WHAT TO WORK ON
The lines you return must be all those in the data that hold the string "Order".

DATA EXCERPT
PR #32049, opened 2022-09-01
Allow Item Templates in Work Order Items

djpalshikar:
Item Variants can be a part of the items tables, however, when BOM items are fetched to be a part of the Work Order items, item variants were being filtered out.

REPLY TO THE TASK
Allow Item Templates in Work Order Items
Item Variants can be a part of the items tables, however, when BOM items are fetched to be a part of the Work Order items, item variants were being filtered out.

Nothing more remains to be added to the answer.